Was at Ernie's quilting clubs show yesterday. Was talking to a woman that leaves by Dear Park. She does not have phone or internet service yet. Another woman that lives in the area is still powerless....

Yup. My bud that lost his tower lives up by the VA hospital. Somewhere "in that area" is the mobile home park that got a bunch of damage..........big trees and limbs falling on trailer homes
 
Yup. My bud that lost his tower lives up by the VA hospital. Somewhere "in that area" is the mobile home park that got a bunch of damage..........big trees and limbs falling on trailer homes

The one that the news has shown the residents beating on each other??
 
In a situation like this would a military surplus crank tower be a viable option? A former pastor of mine was a ham radio enthusiast. He bought his crank tower for a helluva lot less, and because it was made to be portable there was no anchoring to the ground (some sort of splayed feet stand, if I recall correctly).

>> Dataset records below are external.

PR #7, opened 2017-04-12
Array Express Downloader

kurtwheeler:
This PR adds the array_express downloader. This downloader is a Celery task which takes a DownloaderJob ID. It then looks up the batch for the job, determines the source URL and destination URL, and downloads the file to it. I've created a Django command to setup the required database records and to call the task to test it. I didn't do this in a unit test because the task doesn't do much other than interact with Array Express and I don't want to download a file from them every time the full test suite is run.

I have tested this by running `./run_worker.sh` and `./run_tester.sh` and verifying that the file was downloaded to `workers/volume/expression_data/array_express/A-AFFY-1/E-GEOD-96.raw.1.zip`.

I also tested this by putting `raise Exception("test")` within the try block of the task and made sure that the logging was properly formatted and that the job was marked as a failure.

Many of the files changed are not related to this functionality because I am improving the configuration of the project incrementally as I work on it. I also upgraded the python version to 3.6.1.


workers/data_refinery_workers/downloaders/management/commands/queue_task.py
```diff
@@ -0,0 +1,47 @@
...
+        batch = Batch(
+            survey_job=survey_job,
+            source_type="ARRAY_EXPRESS",
+            size_in_bytes=0,
+            download_url="http://www.ebi.ac.uk/arrayexpress/files/E-MTAB-3050/E-MTAB-3050.raw.1.zip",  # noqa
+            raw_format="MICRO_ARRAY",
+            processed_format="PCL",
+            pipeline_required="MICRO_ARRAY_TO_PCL",
+            accession_code="A-AFFY-1",
+            internal_location="expression_data/array_express/A-AFFY-1/",
```
rzelayafavila: Would it make sense to abstract some of these parameters as command-line arguments or is this command only going to ever be used to load this one batch? In this case should we call it a test command or queue_task_E-MTAB-3050 or something? I don't have particularly strong opinions on this, but I'm wondering what the purpose of this file will be in the future.

workers/data_refinery_workers/downloaders/utils.py
```diff
@@ -0,0 +1,20 @@
+from django.utils import timezone
+from data_refinery_models.models import Batch, BatchStatuses, DownloaderJob
+
+
+def start_job(job: DownloaderJob):
+    """Record in the database that this job is being started. """
+    job.worker_id = "For now there's only one. For now..."
```
rzelayafavila: Where will we get these worker_ids from in the future? Are they automatically assigned by Celery?

data_models/data_refinery_models/models.py
```diff
@@ -119,7 +117,7 @@ class ProcessorJob(TimeTrackedModel):
 
     # This point of this field is to identify which worker ran the job.
     # A few fields may actually be required or something other than just an id.
-    worker_id = models.CharField(max_length=256)
+    worker_id = models.CharField(max_length=256, null=True)
```
kurtwheeler: That would be bad. However I am going to force this to get set by requiring every job to call a provided `start_job` function which will set this.

The reason I don't want to enforce this at the database level though is because I want to be able to create the job record before the job is picked up. Until the job is picked up by a worker, we can't know what the `worker_id` is.

foreman/data_refinery_foreman/surveyor/management/commands/start.py
```diff
@@ -1,4 +1,4 @@
-from django.core.management.base import BaseCommand, CommandError
+from django.core.management.base import BaseCommand
```
kurtwheeler: Correct. Survey Jobs will actually be queued by a scheduler in production.

foreman/Dockerfile.tests
```diff
@@ -1,6 +1,6 @@
 # This Dockerfile is meant to be run from the directory above where it resides.
 
-FROM python:3.5
+FROM python:3.6.1-slim
```
kurtwheeler: Hmm good call, I made some fairly large changes based on that feedback and am very happy with the way it turned out.

workers/data_refinery_workers/downloaders/array_express.py
```diff
@@ -0,0 +1,70 @@
...
+# This path is within the Docker container.
+ROOT_URI = "/home/user/data_store/"
+
+
+@shared_task
+def download_array_express(job_id):
+    job = (DownloaderJob
+           .objects
+           .filter(id=job_id)
+           [:1]
```
kurtwheeler: I think you're very right. I think I found this way of doing it online without understanding what was going on well enough. I agree that this should use the `get` method.

workers/data_refinery_workers/downloaders/array_express.py
```diff
@@ -0,0 +1,70 @@
...
+           .get())
+
+    utils.start_job(job)
+
+    batch = (Batch
+             .objects
+             .filter(id=job.batch_id)
+             [:1]
+             .get())
```
kurtwheeler: Hmm, I should take a look at that and make sure it will fail the right way.

workers/data_refinery_workers/downloaders/management/commands/queue_task.py
kurtwheeler: I meant lines 18 and 19 to clarify that, but I agree it can be more clear. I'll change the name to queue_test_task.py. But yeah it's only for testing, not to be used in production ever.

workers/data_refinery_workers/downloaders/utils.py
kurtwheeler: TBH I haven't thought this all the way through yet. Celery does assign a worker id to each worker however I would think that every time it is restarted these might be lost. There may be an instance id we can get through amazon which might help out. I mention [here](https://github.com/data-refinery/data_refinery/blob/master/data_models/data_refinery_models/models.py#L120) that this part of the model is still up in there air. I have only already included this to both remind myself to change it at some point and to make these functions seem necessary.

kurtwheeler:
Ok @rzelayafavila I've made some changes. Whaddaya think?

data_models/data_refinery_models/models.py
rzelayafavila: Ah I see, that makes sense.

foreman/data_refinery_foreman/surveyor/management/commands/start.py
rzelayafavila: Ah ok - you might have mentioned this somewhere else, but any reason why we are not using Django's test suite to run the tests?

workers/data_refinery_workers/downloaders/array_express.py
```diff
@@ -0,0 +1,72 @@
...
+# chunk_size is in bytes
+CHUNK_SIZE = 4096
+# This path is within the Docker container.
+ROOT_URI = "/home/user/data_store/"
+
+
+@shared_task
+def download_array_express(job_id):
+    try:
+        job = DownloaderJob.objects.get(id=job_id)
```
rzelayafavila: :+1:

workers/data_refinery_workers/downloaders/array_express.py
```diff
@@ -0,0 +1,72 @@
...
+    except ObjectDoesNotExist:
+        logger.error("Cannot find downloader job record with ID %d.", job_id)
+        return
+
+    success = True
+    utils.start_job(job)
+
+    try:
+        batch = Batch.objects.get(id=job.batch_id)
```
rzelayafavila: Nice! :+1:

workers/data_refinery_workers/downloaders/management/commands/queue_test_task.py
```diff
@@ -0,0 +1,47 @@
...
+
+
+# Import and set logger
+import logging
+logging.basicConfig(level=logging.INFO)
+logger = logging.getLogger(__name__)
+
+
+# Just a temporary way to queue a celery task
+# without running the surveyor.
```
rzelayafavila: This is one small nitpicky thing that I went back on forth on for a little bit - I think in general we want comments that describe "the operation of ... [a] function or class" in the form of a docstring (as these docs state: http://python-guide-pt-br.readthedocs.io/en/latest/writing/documentation/#docstrings-versus-block-comments), and reserve block comments for things that add extra information for a programmer reading the code (if I am understanding this correctly). However, since this is just a temporary way to do this, I do not feel strongly about it having to be in docstring versus block comments, so it is up to you if you would like to change it or not.

workers/data_refinery_workers/downloaders/utils.py
rzelayafavila: Ok, I see, so this will be defined more in the future.

foreman/Dockerfile
```diff
@@ -13,9 +13,10 @@ COPY data_models/dist/data-refinery-models-* data_models/
 RUN pip install \
     data_models/$(ls data_models -1 | sort --version-sort | tail -1)
 
-
 COPY foreman/ .
 
 USER user
 
-CMD ./manage.py start
+ENTRYPOINT ["python3.6", "manage.py"]
```
rzelayafavila: :+1:

foreman/data_refinery_foreman/surveyor/management/commands/start.py
kurtwheeler: The reason was because this is an end-to-end test and I wasn't sure how to do that yet. It seems like it wouldn't be too hard to do though: http://docs.celeryproject.org/en/latest/userguide/testing.html.

I would agree that I should add them in this PR however I remembered that the next PR I am going to start will be significantly changing this downloader. Therefore rather than writing a bunch of tests now that I know will become obsolete in the very near future.

workers/data_refinery_workers/downloaders/management/commands/queue_test_task.py
kurtwheeler: I went ahead and made that change. But thanks for linking that! I had read it at some point in the past but I guess I misremembered seeing it in pep8 so when I went looking for it I couldn't find it.

foreman/data_refinery_foreman/surveyor/management/commands/start.py
rzelayafavila: Ok gotcha, sounds good!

Easily taken down if a threat of high wind, movable from one charge to the next since the church would rotate pastors every couple of years.

Just askin' since what he told me was about the only thing I know about ham.
 
I have no idea (neither does he) what he's going to do yet. One huge problem for both of us, unrelated to the wind, is the terrible increase in the RF noise floor in the past decade or so. Part of this is the FCC's insistance on pushing that stupid BPL, which was flawed technology from the start.

BPL ---wide band internet over power lines--- is a little like trying to run a 6 second drag car on F70x14 Polyglas. "It juz don' work." But because of the politics of the FCC (and other regulatory bodies) in the last 20 years or so, technically correct and "whut they do" are often quite different.

The upshot? For both him and I, operation on the lower frequency bands has become nearly impossible. 160 meters, (about 1.8 mhz) is nearly impossible on all but rare, odd nights.

So, he might be just erecting a cheaper mast for a simple wire antenna. Not sure, at this point, and neither is he.